Tracking what went into and what came out of a cauldron of mixed up data isn’t just a practical issue, but one of security and integrity. That’s especially true as data processing becomes integral to embedded services on all levels of society. Chains of evidence, in business and public processes are important in everything from forensic records, to blockchain transactional records. The traditional tools for monitoring individual time-sharing systems (apart from being 40 years old) are next to useless for tracing behaviours in a micro-modular cloud environment. Something better is on the horizon.

From inputs to outputs, data driven processes conceal execution traces, that are labelled by provenance, and by intent. Standing on the edge of data processes, Koalja exploits ways to distill insight from these flows and can provide actionable, semantic data for realtime and forensic analyses — a rescaling and a modernization of kernel tracing for a new generation. This is Promise Theory in action.

From the plumbing to the workspaces

The core challenges of computing are not about endless layers of APIs, or programming language choices — quite apart from the scaling of physical and virtual infrastructure — they amount to a few common issues about the smart management of space and time:

Breaking a computation into an expressive graph of stages.
Storing essential data, “close to” users with low latency and without loss of context.
Distributing data efficiently, presenting a consistent index of updates.
Accessing versioned data in a consistent state.
Tracing processes for understanding and diagnostics.

The last of these is more important than we tend to admit — today computer systems are living evolving things, not stable machinery. The goal of data processing is to understand stuff — a process involving humans as well as IT infrastructure.

Service ecosystems begin as simple processing pipelines, but that doesn’t capture their real significance. At Aljabr we are more interested in the long term trajectory of data processing, starting with the practical simplicity to bring it to a broad audience. Solving today’s problems, without addressing the underlying and upcoming challenges, would be missing an opportunity to provide stability to a generation of users.

Smart workspaces

We work together around single tasks because that is how humans organize. We already saw the shift to a tradesman model in IT with microservices allowing separation of concerns for complete lifecycle management of specializations. Heating, lighting, building engineers, (Smiths, Carpenters, Coopers, even Burgesses — pick a surname) have been doing this for centuries. Overlapping but independent concerns benefit from smart assistance, and communicate through community meeting places.

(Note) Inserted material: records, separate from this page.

PR #5502, opened 2021-02-05
Added support for multi-search

tvvignesh:
@Urigo @ardatan Only a very small change is needed to be made to enable multi-search on the client side. 

Have added the client side changes to this PR which works across multiple Guild websites.

In addition to it, I have also added a README to the website folder to document running the website locally

**NOTE:** [The indexer](https://github.com/tvvignesh/algolia-docsearch-indexer) has to be run manually or on schedule after setting it up in a server for updating the search results in  the index as the docs on the relevant websites are changed.

### DIFF
--- a/.github/workflows/website.yml
+++ b/.github/workflows/website.yml
@@ -31,3 +31,9 @@ jobs:
           FOLDER: website/build
           CLEAN: true
           SINGLE_COMMIT: true
+      - name: Index Docs
+        uses: darrenjennings/algolia-docsearch-action@master
+        with:
+          algolia_api_key: ${{ secrets.ALGOLIA_API_KEY }}
+          algolia_application_id: ${{ secrets.ALGOLIA_APPLICATION_ID }}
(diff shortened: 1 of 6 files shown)


ardatan:
@tvvignesh Awesome! Do you think we can run this indexer in the website workflow of CI?

tvvignesh:
@ardatan Yup. We can if we want to run it on changes rather than on schedule. Essentially what needs to be done is, a docker container to be run on changes.

One thing though is that if the indexing ends up happening frequently (cause it can be triggered by multiple repos), we may end up exceeding the API quota from algolia.

Once the approach is decided, I can send a new PR for the same.

ardatan:
@tvvignesh I think having it in website deployment workflow is fine! Could you add that :)

tvvignesh:
@ardatan Sure. Will try setting up a github actions pipeline on my end and update this PR tomorrow.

Today, we are still getting into a muddle over IT complexity, grappling with relatively new challenges of the Information Age. Tomorrow, we’ll return to the old model of human society, with modular trades, while making room for automation and even AI. The enabler for that Integration Age will be smart plumbing. The next step will be to go from smart plumbing to smart spaces, with smart virtual ecosystems, extending all the way out to the edge. The ingredients are available today from leading edge companies. The composition of those maturing ideas is Aljabr’s pipeline task.

The goal of smart infrastructure, with tasks and links, DAGs and DCGs, is not to just wire stuff together, but to act as coherent data circuitry, to be the “linker” in a multiscale compiled language — -binding jobs that are written in totally different tongues.

It’s programming…

We’ve exposed many of the basic requirements for future pipelines, and beyond, over the course of this blog, based on almost fifty years of lessons derived from history and experiences. If we forget about the transitory novelty of technologies in the news: microservices, Kubernetes, Knative, serverless, unikernels, service mesh, and so on, what it all amounts to is: how to scale a programming system from a single PC to world-spanning mega-computer — formed from many parts, partially shared by the private individuals, and changing in realtime. The principles are known and reasonably understood — so it’s time to get on and integrate them for the emergent, interoperable cloud.

This is the final blog post for this year. In the New Year, we’ll return with new posts on the future of data aware infrastructure.